Mechanical properties of topological high-entropy disorder mechanical metamaterial composed of “Einstein” cell
摘要
For a long time, people have always hoped to achieve aperiodic tiling of a plane using a single monotile. This vision became a reality with mathematicians’ discovery of the “Einstein” monotile (also known as the “hat” monotile). Such aperiodic tiled structures typically exhibit topological anisotropy, making their mechanical properties significantly superior to those of periodic structures. This study focuses on the application of aperiodically tiled “hat” monotiles in honeycomb metamaterial structures. From the perspective of information entropy, it reveals that the enhancement in mechanical performance of these structures stems from the higher entropy values associated with their aperiodic configurations. To quantify the disorder of aperiodic structures, this research proposes a topological entropy quantification expression applicable to disordered configurations.
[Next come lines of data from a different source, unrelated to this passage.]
PR #215, opened 2026-05-23
fix(electron/auth): cancel in-flight polls atomically with signOut

### LINKED ISSUE #161: electron/auth: in-flight polls not cancelled atomically with signOut
## Summary
Poll loops are fire-and-forget. A slow `/desktop/poll` response can land after sign-out and re-write the session. `auth-service.ts:134–191` awaits fetch outside the `cancelled` check; `writeSession` at line 172 is not gated by `!cancelled`.

## Files
- apps/rishi-electron/src/main/auth/auth-service.ts (lines 134–191)

## Acceptance
- [ ] Unit: race a poll's 200 response against `signOut()` (mocked slow fetch). `writeSession` is either NOT called or is immediately overridden by `clearSession`.
- [ ] Implementation: AbortController on the fetch, OR re-check `cancelled` after every `await`.

## Source
.parity/2026-05-23-electron/CRITIQUE-auth-deeplink.md#AUTH-008

matovu-farid:
Closes #161.

## Summary
- signOut now aborts the in-flight OAuth poll's AbortController BEFORE clearing the token store, so a late-arriving poll response can't un-sign-out the session.
- Poll callback short-circuits if its AbortSignal is already aborted (checked after every `await`).

## Test plan
- [x] `pnpm test src/main/auth/auth-service` — passes (3 new tests)
- [x] `pnpm typecheck` — clean

### DIFF
--- a/apps/rishi-electron/src/main/auth/auth-service.test.ts
+++ b/apps/rishi-electron/src/main/auth/auth-service.test.ts
@@ -1,0 +1,152 @@
+import { describe, it, expect, beforeEach, afterEach, vi } from 'vitest'
+
+// auth-service.ts imports `electron` (shell, BrowserWindow). Stub it so the
+// module loads under vitest. Mirrors `queries.test.ts`.
+vi.mock('electron', () => ({
+  shell: { openExternal: vi.fn().mockResolvedValue(undefined) },
+  BrowserWindow: { getAllWindows: () => [] },
+  ipcMain: { handle: () => {} },
+  app: { on: () => {}, getPath: () => '/tmp' }
+}))
+
+// We stub the session-store so we can observe writes vs clears in tests
+// without touching the filesystem or safeStorage.
+const sessionStoreMock = vi.hoisted(() => ({
+  readSession: vi.fn<() => Promise<string | null>>().mockResolvedValue(null),
+  writeSession: vi.fn<(token: string) => Promise<void>>().mockResolvedValue(undefined),
+  clearSession: vi.fn<() => Promise<void>>().mockResolvedValue(undefined)
+}))
+
+vi.mock('./session-store', () => sessionStoreMock)
+
+type FetchArgs = [input: RequestInfo | URL, init?: RequestInit]
+type FetchImpl = (...args: FetchArgs) => Promise<Response>
+
+const originalFetch = global.fetch
+
+function jsonResponse(status: number, body: unknown): Response {
+  return new Response(JSON.stringify(body), {
+    status,
+    headers: { 'Content-Type': 'application/json' }
+  })
+}
+
+describe('AuthService — signOut cancels in-flight polls atomically', () => {
+  beforeEach(() => {
+    vi.resetModules()
+    sessionStoreMock.readSession.mockReset().mockResolvedValue(null)
+    sessionStoreMock.writeSession.mockReset().mockResolvedValue(undefined)
+    sessionStoreMock.clearSession.mockReset().mockResolvedValue(undefined)
+  })
+
+  afterEach(() => {
+    global.fetch = originalFetch
+    vi.restoreAllMocks()
+  })
+
+  it('does not write a token to the session store when signOut runs while a poll is in-flight', async () => {
+    // Resolver lets the test hold the /desktop/poll response open until after signOut.
+    let resolvePoll: (res: Response) => void = () => {}
+    const pollResponsePromise = new Promise<Response>((r) => {
+      resolvePoll = r
+    })
+
+    const fetchImpl: FetchImpl = vi.fn(async (input) => {
+      const url = typeof input === 'string' ? input : input.toString()
+      if (url.endsWith('/desktop/start')) {
+        return jsonResponse(200, { state: 'state-1' })
+      }
+      if (url.endsWith('/desktop/poll')) {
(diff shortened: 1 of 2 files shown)


matovu-farid (commented):
## 3-layer code review funnel — **VERDICT: REQUEST_CHANGES** (1 blocker, 1 nit)

Reviewed against head SHA \`25eb0a3212035d647a67b84d5f743087a92f773b\`.

### Overall
The core fix is correct and well-targeted. Swapping the prior \`let cancelled\` flag for an \`AbortController\` with three post-\`await\` \`abort.signal.aborted\` gates (catch branch, between fetch and dispatch, between \`res.json()\` and \`writeSession\`) plus \`signal: abort.signal\` plumbed into the fetch closes the race correctly. Test 2 captures \`init.signal\` and asserts \`.aborted === true\` after \`signOut()\` — pins both the plumbing and the abort propagation.

**Unlike wave 1/2 PRs, this diff actually introduces NEW lint errors on its own added lines.**

### Blocker

**215-001 — Diff introduces 3 new \`@typescript-eslint/no-unnecessary-condition\` errors at the new abort checks** — \`apps/rishi-electron/src/main/auth/auth-service.ts:154, :168, :185\` (all PR-added lines)

Eslint config at \`apps/rishi-electron/eslint.config.mjs:174-177\` configures this rule as \`'error'\`. CI lint exits 1 *before* the vitest step runs, so the PR description's \"tests pass\" claim is unverifiable in CI. The lint rule is overly strict here — TS can't see that \`abort.abort()\` happens via the externally-stored \`handle.cancel\` closure under the Map's value lifetime — but it's still configured as error, so CI fails.

Verified by:
- Pulling the three error lines from \`gh run view 26333700155 --log-failed\`.
- Confirming the same line numbers exist in \`git show 25eb0a32:apps/rishi-electron/src/main/auth/auth-service.ts\`.
- Confirming \`git show main:...\` has no \`abort.signal.aborted\` references (these errors did NOT exist on main; this PR added them).

**Pick one fix:**

1. Alias the signal through a typed reference so TS no longer narrows it:
\`\`\`ts
const signal: AbortSignal = abort.signal
// then: if (signal.aborted) { ... }  in all three places
\`\`\`
2. Or three localised disables (repo already uses this style for the surrounding no-await-in-loop disables):
\`\`\`ts
// eslint-disable-next-line @typescript-eslint/no-unnecessary-condition -- TS can't see external abort() via handle.cancel
if (abort.signal.aborted) { ... }
\`\`\`

Option 1 is cleaner.

### Nit

**215-002 — Test 3 (\"idempotent\") under-asserts** — \`apps/rishi-electron/src/main/auth/auth-service.test.ts:142-157\`
The test calls \`signOut()\` twice and asserts \`writeSession.not.toHaveBeenCalled()\` but does not assert \`clearSession.toHaveBeenCalledTimes(2)\`. Add the second assertion to actually pin the idempotency.

### CI note
Beyond the 3 PR-introduced errors above, the rest of the 681-error lint failure is pre-existing main debt (BookDiscoveryModal, ipc/highlights, renderer components) — same as wave 1/2 PRs. Only the 3 errors at \`auth-service.ts:154/168/185\` are attributable to this PR.

_See \`.parity/codereview-215/FINDINGS.md\` for full audit trail (6 items dropped per false-positive patterns)._

matovu-farid (commented):
## 3-layer code review funnel (re-review pass) — **VERDICT: PASS** (0 blockers, 0 nits surviving)

Re-reviewed against head SHA `46710f77261c65a4ab03aa3133a10ec9f1b5259e`.

### Funnel stats
- Layer 1 raised: 1 NIT (under-asserted idempotency test) — only 1/3 reviewers surfaced
- Layer 2 / Layer 3: vacuously pass (no majority-keep findings)

### Prior blocker verification
**215-001 (3 `no-unnecessary-condition` errors at new abort checks) — FIXED.** The fix at `apps/rishi-electron/src/main/auth/auth-service.ts:145` uses function-call indirection:

```ts
const isAborted = (): boolean => abort.signal.aborted
```

This defeats TS's control-flow analysis — TS treats the return as `boolean` at every call site (148/169/183/200), so the post-await checks are no longer narrowed to literal `false`. The `while (true)` form is explicitly permitted by `allowConstantLoopConditions: true` in `eslint.config.mjs:174-177`. A 9-line `// why:` comment at lines 136-144 documents the rationale.

This is a **real fix** — NOT a shortcut. No `eslint-disable-next-line`, no `@ts-ignore`, no `@ts-expect-error`, no `any` casts.

### Quality checks
- `pnpm lint`: 0 errors, 43 warnings (all pre-existing, none on PR-touched code)
- `pnpm typecheck`: clean
- `pnpm vitest run auth-service.test.ts`: 3/3 pass
- 8/8 no-shortcuts detection patterns: 0 hits. The lone `setTimeout(r, 0)` in the test file is a legitimate microtask-yield for AbortSignal capture, not a production race workaround.
- Ordering invariant in `signOut`: `cancelAllPolls()` runs synchronously BEFORE any await, so the post-await abort checks are load-bearing and correct.
- CI: green on head (Electron + Web + Mobile + Worker)

Posted as COMMENT (not APPROVE) because GitHub blocks self-approval. See `.parity/codereview-215/FINDINGS.md` for full vote breakdown.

To validate the mechanical performance of high-entropy structures, specimens were fabricated via 3D printing and mechanical experiments were conducted; meanwhile, finite element analysis was performed using ABAQUS software for comparative analysis. Results show that, under the same conditions, high-entropy structures formed by the aperiodic stacking of unit cells exhibit a significant improvement in mechanical performance compared to low-entropy structures formed by periodic stacking. The conclusions drawn from this study are generalizable and may provide useful references for future material and structural design.